Publish to PyPI (or a private index) with standard tooling. Users install by package name, pinned version, or Git URL:

orcheo plugin install orcheo-plugin-acme
orcheo plugin install "orcheo-plugin-acme==0.1.0"
orcheo plugin install "git+https://github.com/acme-corp/orcheo-plugin-acme.git"

8. Multi-process deployments

In a Docker Compose or multi-worker deployment, backend and Celery workers run in separate processes. Plugin state lives under ~/.orcheo/plugins/ (or ORCHEO_PLUGIN_DIR). To propagate a plugin change:

  1. Run orcheo plugin install, update, uninstall, enable, or disable on each host. When using the managed stack from the host CLI, pass --runtime stack to target the backend runtime directly. Or mount a shared ORCHEO_PLUGIN_DIR.
  2. Restart the affected backend and worker processes. Nodes, edges, and agent tools support per-process hot reload for additive changes, but triggers and listeners always require a restart.

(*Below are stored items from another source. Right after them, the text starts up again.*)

PR #1672, opened 2026-04-12
Fix erroneous 2 TiB limit for hidden file containers in GUI wizard

### LINKED ISSUE #1560: Unable to create > 2TB hidden volume in a file container on Linux using GUI wizard
# Summary
In the GUI wizard
1. `SectorSize` is set to `TC_SECTOR_SIZE_FILE_HOSTED_VOLUME` ([VolumeCreationWizard.cpp:701](https://github.com/veracrypt/VeraCrypt/blob/4402d153b9a94785d9f70ee3b377466ea08f6d23/src/Main/Forms/VolumeCreationWizard.cpp#L70))
2. There is a check for `VolumeSize > TC_MAX_FAT_SECTOR_COUNT * SectorSize` ([VolumeCreationWizard.cpp:976](https://github.com/veracrypt/VeraCrypt/blob/4402d153b9a94785d9f70ee3b377466ea08f6d23/src/Main/Forms/VolumeCreationWizard.cpp#L976))
3. `TC_SECTOR_SIZE_FILE_HOSTED_VOLUME = 512`
4. `TC_MAX_FAT_SECTOR_COUNT = 0x100000000ULL`
5. This result in a cap of 2TiB when creating an outer container since `TC_SECTOR_SIZE_FILE_HOSTED_VOLUME * TC_MAX_FAT_SECTOR_COUNT = 2TiB`

# Recommendation
Change [VolumeCreationWizard.cpp:976](https://github.com/veracrypt/VeraCrypt/blob/4402d153b9a94785d9f70ee3b377466ea08f6d23/src/Main/Forms/VolumeCreationWizard.cpp#L976) to read: `if (SelectedVolumePath.IsDevice() && OuterVolume && VolumeSize > TC_MAX_FAT_SECTOR_COUNT * SectorSize)` since the sector check is irrelevant in non-gui applications
Also this restriction can by bypassed using the command line as noticed by: https://sourceforge.net/p/veracrypt/discussion/technical/thread/383b4bedb0/

If this is acceptable, I can create a PR, please let me know.

# Steps to reproduce
1. Open Veracrypt GUI
2. Create Volume
3. Create an encrypted file container -> Next
4. Hidden VeraCrypt Volume -> Next
5. Select a file on disk
6. Encryption Settings -> Next
7. Volume Size: 3TB
8. Set a password
9. Volume format: Any
10. I will mount only on Linux
11. Format

# Your Environment

**VeraCrypt version:** 1.26.24

**Operating system and version:** Linux

**System type:** 64 bit

Computeiful:
This PR fixes: https://github.com/veracrypt/VeraCrypt/issues/1560

## Summary

Fix the GUI wizard incorrectly rejecting hidden file containers larger than 2 TiB.

Currently the outer hidden-volume size check is applied even when the selected target is a normal file. In that case the wizard uses the file-hosted sector size constant, so the FAT sector-count check incorrectly caps the GUI flow at 2 TiB.

This change restricts that check to device-hosted paths only:

```cpp
if (SelectedVolumePath.IsDevice() && OuterVolume && VolumeSize > TC_MAX_FAT_SECTOR_COUNT * SectorSize)
```

This has been tested on Linux using a 3 TiB file.

### DIFF
--- a/src/Main/Forms/VolumeCreationWizard.cpp
+++ b/src/Main/Forms/VolumeCreationWizard.cpp
@@ -973,7 +973,7 @@ namespace VeraCrypt
 				{
 					if (SelectedVolumeType != VolumeType::Hidden || OuterVolume)
 					{
-						if (OuterVolume && VolumeSize > TC_MAX_FAT_SECTOR_COUNT * SectorSize)
+						if (SelectedVolumePath.IsDevice() && OuterVolume && VolumeSize > TC_MAX_FAT_SECTOR_COUNT * SectorSize)
 						{
 							uint64 limit = TC_MAX_FAT_SECTOR_COUNT * SectorSize / BYTES_PER_TB;
 							wstring err = static_cast<wstring>(StringFormatter (LangString["LINUX_ERROR_SIZE_HIDDEN_VOL"], limit, limit * 1024));


idrassi:
Thank you for the fix.

PR #1675, opened 2026-04-15
Linux/FUSE: tune FUSE 3 init config and fix error mapping

abhinavagarwal07:
Two small fixes for the FUSE layer, building on cdc00dc4.

1. Configure FUSE 3 caching in init

VeraCrypt exposes a fixed three-entry filesystem (`/`, `/volume`, `/control`) that never changes during a mount. With the default 1s `entry_timeout`, the kernel revalidates every dentry once per second — unnecessary round-trips to userspace that add up since the loop device and upper filesystem trigger frequent lookups.

2. Return EIO instead of EINTR for unhandled exceptions

`ExceptionToErrorCode()` was returning EINTR for unknown exceptions. EINTR means "interrupted by signal, retry".

### DIFF
--- a/src/Driver/Fuse/FuseService.cpp
+++ b/src/Driver/Fuse/FuseService.cpp
@@ -125,6 +125,19 @@ namespace VeraCrypt
 			cfg->set_gid = 1;
 			cfg->uid = FuseService::GetUserId();
 			cfg->gid = FuseService::GetGroupId();
+
+			// Honor the inode numbers assigned in getattr/readdir responses.
+			// Without this the kernel may synthesize its own, making the
+			// explicit VC_FUSE_INODE_* values unused.
+			cfg->use_ino = 1;
+
+			// VeraCrypt exposes a fixed three-entry filesystem ("/",
+			// "/volume", "/control") whose structure never changes for the
+			// lifetime of the mount.  Cache lookups aggressively so the
+			// kernel does not round-trip to userspace for every stat/lookup.
+			cfg->entry_timeout = 86400;
+			cfg->negative_timeout = 86400;
+			cfg->attr_timeout = 1;
 		}
 
 		return fuse_service_init_common ();
--- a/src/Driver/Fuse/FuseService.cpp
+++ b/src/Driver/Fuse/FuseService.cpp
@@ -126,18 +126,9 @@ namespace VeraCrypt
 			cfg->uid = FuseService::GetUserId();
 			cfg->gid = FuseService::GetGroupId();
 
-			// Honor the inode numbers assigned in getattr/readdir responses.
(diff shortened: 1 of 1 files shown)


idrassi:
Thank you for the PR.

I reviewed the change and I don't think this can be merged as-is.

The `use_ino = 1` change looks reasonable: VeraCrypt now provides stable inode numbers for the fixed auxiliary FUSE entries and this makes FUSE3 honor them for `stat`/`readdir`.

The `ExceptionToErrorCode` change from `-EINTR` to `-EIO` for otherwise-unhandled exceptions also looks correct.

The problematic part is:

```cpp
cfg->entry_timeout = 86400.0;
```

VeraCrypt auxiliary FUSE mount uses allow_other on Linux and relies on per-request fuse_get_context()->uid checks in userspace.
libfuse documents a known security issue with allow_other when default_permissions is not used: permission-check results for a directory entry may be reused while the inode remains cached, including for later accesses by another user. Increasing positive entry caching to 24 hours expands that risk. See https://github.com/libfuse/libfuse/blob/master/README.md#security-implications and https://libfuse.github.io/doxygen/structfuse__config.html .

For this reason, please remove the long entry_timeout change or rework the mount to use default_permissions and provide evidence that the existing mode bits and access model remain correct for VeraCrypt auxiliary mount. I would also avoid changing permission-sensitive lookup caching unless we have a runtime test covering cross-user access behavior with allow_other.

There is also a smaller issue: the commit/PR description still says negative_timeout is set to 86400 seconds, but the final code no longer sets negative_timeout. Please update the description/commit message so it matches the submitted code.

src/Driver/Fuse/FuseService.cpp
```diff
@@ -125,6 +125,10 @@ namespace VeraCrypt
 			cfg->set_gid = 1;
 			cfg->uid = FuseService::GetUserId();
 			cfg->gid = FuseService::GetGroupId();
+
+			cfg->use_ino = 1;
+			cfg->entry_timeout = 86400.0;
```
idrassi, line 130: VeraCrypt auxiliary FUSE mount uses `allow_other` on Linux and relies on userspace `fuse_get_context()->uid` checks for access control. libfuse documents a known security issue with `allow_other` when `default_permissions` is not used: permission-check results for cached directory entries may be reused for later accesses, including accesses by another user, while the inode remains in kernel cache.

Setting `entry_timeout` to 24 hours expands that risk for a security-sensitive mount. Please either remove this `entry_timeout` change or rework the mount to use `default_permissions` and provide validation that cross-user access behavior remains correct.

idrassi (changes requested):

idrassi:
@abhinavagarwal07 closing this PR because of lack of feedback and the narrowed valid scope

PR #1676, opened 2026-04-15
Linux: fix suspend deadlock with mounted volumes on kernel 6.18+

### LINKED ISSUE #1660: Kernel 6.18.x and 6.19.0-rc5 fail to suspend (hang) if any VeraCrypt volume is mounted
Laptop fails to enter Suspend mode with all versions of Kernel 6.18 and Kernel 6.19.0-rc5 if any VeraCrypt volume is mounted. This is true whether the VeraCrypt volume is partition-based or file-based. All previous kernels, including 6.17 are fine.

# Expected behavior
Laptop power light goes out
Disk activity light goes out
Laptop (Linux kernel) suspend normally

# Observed behavior
Power light remains on
Disk activity light remains on
Laptop (Linux kernel) fails to suspend

# Steps to reproduce
1. Mount any VeraCrypt volume normally 
2. Issue suspend command ('systemctl suspend') or suspend from the desktop environment

# Screenshots
N/A

# Your Environment

**VeraCrypt version:** 
1.26.24  (But also occurs using 1.26.14

**Hardware:**
Lenovo IdeaPad 5 15ITL05
11th Gen Intel® Core™ i5-1135G7 × 4
8.0 GiB Memory
Intel® Iris® Xe Graphics (TGL GT2)

**Operating Environment:**
Firmware ver: FHCN78WW
openSUSE Tumbleweed
64-bit
GNOME 49 Wayland
Linux 6.18.5-1-default

**Additional Notes**

I have opened the following bug reports, thinking that this is a kernel bug. However, they seem to believe that it is a a VeraCrypt bug. Assistance is needed in tracking down the problem in any case.

https://bugzilla.kernel.org/show_bug.cgi?id=220996

https://bugzilla.opensuse.org/show_bug.cgi?id=1256893

abhinavagarwal07:
Fixes #1660.

On kernel 6.18+, `systemctl suspend` hangs indefinitely when a VeraCrypt volume is mounted. Two independent changes combined to cause this:

1. **systemd v255** made `user.slice` freezing the default before suspend
2. **Kernel 6.18** (commit `d3906d8f3cee`) enabled `FUSE_SYNCFS` for all fuseblk mounts

When a VeraCrypt NTFS volume is mounted, ntfs-3g runs in `user.slice`. The suspend path freezes ntfs-3g, then the kernel sends `FUSE_SYNCFS` to it and blocks forever waiting for a response.

**Tested on:** Ubuntu 26.04 (kernel 7.0.0, systemd 259). Built with `NOGUI=1 WITHFUSE3=1`. Confirmed FUSE daemons land in `user.slice/user-1000.slice/session-*.scope`. Verified the sleep hook dismounts all volumes when invoked with `pre suspend`. Azure VMs lack ACPI S3, so the actual suspend hang could not be triggered end-to-end.

### DIFF
--- a/src/Build/CMakeLists.txt
+++ b/src/Build/CMakeLists.txt
@@ -213,6 +213,11 @@ install(DIRECTORY 	${VERACRYPT_BUILD_DIR}/usr/sbin
 install(DIRECTORY 	${VERACRYPT_BUILD_DIR}/usr/share
 		DESTINATION .
 		USE_SOURCE_PERMISSIONS)
+if(EXISTS "${VERACRYPT_BUILD_DIR}/lib/systemd/system-sleep")
+	install(DIRECTORY 	${VERACRYPT_BUILD_DIR}/lib/systemd/system-sleep
+			DESTINATION /lib/systemd
+			USE_SOURCE_PERMISSIONS)
+endif()
 set(CPACK_PACKAGING_INSTALL_PREFIX "/usr")
 
 # For packaging 
--- a/src/Main/GraphicUserInterface.cpp
+++ b/src/Main/GraphicUserInterface.cpp
@@ -1091,7 +1091,7 @@ namespace VeraCrypt
 
 			Connect (wxEVT_END_SESSION, wxCloseEventHandler (GraphicUserInterface::OnEndSession));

9. Reference: validation plugins

Two production-grade listener plugins are available as reference implementations:

Read their source before building a listener plugin of your own. The Canvas template template-wecom-lark-shared-listener shows how both listeners feed into one shared downstream workflow — the recommended pattern when normalising events from multiple platforms.